Proper load testing uncovered a number of issues and enabled us to have much greater confidence in deploying our micro-services.

Load testing showed successful and failed requests, latency and requests per second were identical in Framework and Core
Load test results dashboards showing requests against the converted service vs the older framework version
Load test results comparison dashboards

Not every micro-service will need to be load tested. Use your judgement based on the access patterns of that service in production.

Canary

Software is incredibly complex. Software in a micro-services world is orders of magnitude more complex. It’s impossible to predict every outcome or account for every variable. When you’re in a business where customers can lose money from buggy software, you have to be extremely careful in rolling out changes. For our software, this typically takes the form of feature rollouts and experiments. However, when an entire micro-service has changed its platform, you’re not rolling out a piece of functionality but an entire instance. The safe way to handle this is to use a canary-based approach. Using a load balancer, we can send a subset of the traffic to the new version of the service.

Infrastructure diagram showing how to send some traffic to a canary of the converted service

Feedback & Monitoring

Before you release a canary, make sure you have all your monitoring dashboards and logging set up so you can compare the health of the canary versus the other instances. You’ll want to monitor a number of areas such as:

  • Instance & deployment logs
  • Application logs (e.g. in ELK)
  • Request metrics (latency, errors, database latency, etc) for the canary instance vs all others
Metrics dashboard showing the canary instance’s results vs the older instances

Communicate Often

When you’re dealing with a large organization and many autonomous teams, no one team can do the project alone. You need the hard work and collaboration of different teams, engineers, product owners, managers and countless others. It’s critical that you communicate leading up to and throughout the entire project. You’ll also need to get some time on their roadmaps, i.e. within their sprints for agile teams.

Additionally, communication is important for discovering good partners for pilots and to help uncover differences between different micro-services. This offers an opportunity to bring in a diversity of perspectives and experience, leading to greater success and learning for the team. We started by holding weekly status meetings and recruiting a lot of amazing volunteer help from engineers around the organization. This not only helped with our progress, but with choosing some great initial applications to convert and uncover issues that made our eventual automated script more powerful.

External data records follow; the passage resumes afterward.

PR #251, opened 2023-03-07
Add OpenAI Embeddings Primitive

jlouns:
Adds a primitive for natural language logical types that uses the [OpenAI Embeddings API](https://platform.openai.com/docs/guides/embeddings) to calculate embeddings features.

The model to use is configurable, but `text-embedding-ada-002` is used by default.

### DIFF
--- a/nlp_primitives/openai/embeddings.py
+++ b/nlp_primitives/openai/embeddings.py
@@ -1,0 +1,190 @@
+import itertools
+from typing import List, Optional
+
+import numpy as np
+import pandas as pd
+import tiktoken
+from featuretools.primitives.base import TransformPrimitive
+from woodwork.column_schema import ColumnSchema
+from woodwork.logical_types import Double, NaturalLanguage
+
+from nlp_primitives.openai.api_requester import process_api_requests
+from nlp_primitives.openai.model import (
+    OpenAIEmbeddingModel,
+)
+from nlp_primitives.openai.request import (
+    OpenAIEmbeddingRequest,
+    OpenAIRequest,
+    StaticOpenAIEmbeddingRequest,
+)
+from nlp_primitives.openai.response import OpenAIEmbeddingResponse
+from nlp_primitives.utils import CurrentEventLoop
+
+DEFAULT_MODEL = OpenAIEmbeddingModel(
+    name="text-embedding-ada-002",
+    encoding="cl100k_base",
+    max_tokens=8191,
+    output_dimensions=1536,
+)
+
+
+class OpenAIEmbeddings(TransformPrimitive):
+    """Generates embeddings using OpenAI.
+
+    Description:
+        Given list of strings, determine the embeddings for each string, using
+        the OpenAI model.
+
+    Args:
+        model (OpenAIEmbeddingModel, optional): The model to use to produce embeddings.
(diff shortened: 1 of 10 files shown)


nlp_primitives/openai/embeddings.py
```diff
@@ -0,0 +1,186 @@
...
+        # mutable variables to track the request batching process
+        # a running list of the requests to make
+        requests: List[OpenAIRequest[OpenAIEmbeddingResponse]] = []
+        # a list of elements that should be batched into the next request
+        elements_in_batch = []
+        # a running total of tokens that will be sent in the next request
+        tokens_in_batch = 0
+
+        def add_batched_request() -> int:
+            """Create a batched request from the currently staged elements and add it to the request list
```
sbadithe, line 115:
```suggestion
            """Create a batched request from the currently staged elements and add it to the request list. Return the resulting total of tokens that will be sent in the next request. 
```

nlp_primitives/openai/embeddings.py
```diff
@@ -0,0 +1,186 @@
...
+                        token_consumption=tokens_in_batch,
+                    )
+                )
+                return 0
+            else:
+                return tokens_in_batch
+
+        def can_fit_in_batch(tokens) -> bool:
+            return (
+                len(elements_in_batch) < 2048
```
sbadithe, line 133: What is the significance of 2048?

nlp_primitives/openai/embeddings.py
```diff
@@ -0,0 +1,186 @@
...
+            if elements_in_batch:
+                elements_copy = list(elements_in_batch)
+                elements_in_batch.clear()
+                requests.append(
+                    OpenAIEmbeddingRequest(
+                        list_of_text=elements_copy,
+                        model=self.model,
+                        token_consumption=tokens_in_batch,
+                    )
+                )
```
sbadithe, line 126:
```suggestion
                requests.append(
                    OpenAIEmbeddingRequest(
                        list_of_text=elements_in_batch.copy(),
                        model=self.model,
                        token_consumption=tokens_in_batch,
                    )
                )
                elements_in_batch.clear()
```

Not sure if this is an improvement, feel free to disregard 😅

nlp_primitives/openai/embeddings.py
```diff
@@ -0,0 +1,186 @@
...
+                # add a static request that returns the invalid results
+                requests.append(invalid_request)
+            else:
+                # valid element
+                # check how many tokens are in it
+                next_tokens = len(encoding.encode(element))
+
+                # can this element fit in the batch?
+                if can_fit_in_batch(next_tokens):
+                    # can't fit -- construct a request with existing elements
```
sbadithe, line 152: Not sure if I am misunderstanding this, but should this block be the case where it can fit?

nlp_primitives/openai/embeddings.py
jlouns: yeah, here's the limit in the openai client: https://github.com/openai/openai-python/blob/main/openai/embeddings_utils.py#L43

nlp_primitives/openai/embeddings.py
jlouns: Good call. Fixed. I need to add tests for all of this to catch stuff like this 😅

Motivation is important when collaborating with other teams and keeping the key stakeholders apprised is essential. We made sure to communicate regular updates, hold weekly meetings and keep people aware of everyone’s status on the “scoreboard.”

Education

An important part of communication is education as well. We spent a lot of time putting together documentation that helped engineers convert their services without a need for training. We had instructions, guides and numerous examples. We made sure it was a painless process and have received feedback from engineers across the organization on how painless the process was due to the automation and documentation.

Documentation

You want to make sure you develop a Runbook for teams that covers some key aspects:

  1. Conversion of the micro-service
  2. Troubleshooting
  3. Building the micro-service
  4. Functional and load test guides (how to load test, how to compare the results with those of the non-converted service and covering different tuning configurations)
  5. Deployment
Front page of our migration Runbook

Expect Unforeseen Problems

No amount of planning, static analysis or research can find every issue that will arise during a large project and especially during a major technology shift. Expect that for all your diligence, something will go wrong, be missed or forgotten. Just have a good process for dealing with it. We had a triage process that started with our dedicated slack channel #dotnet-core-transition and resulted in solving the issue and adding it to one of two places:

  1. If it was expected to be common across all services and could be turned into a pattern, it went in the automated script
  2. All other issues made it into our “Common Migration Issues” knowledge base (which we further built out with amazing contributions from a wide range of generous engineers converting their services)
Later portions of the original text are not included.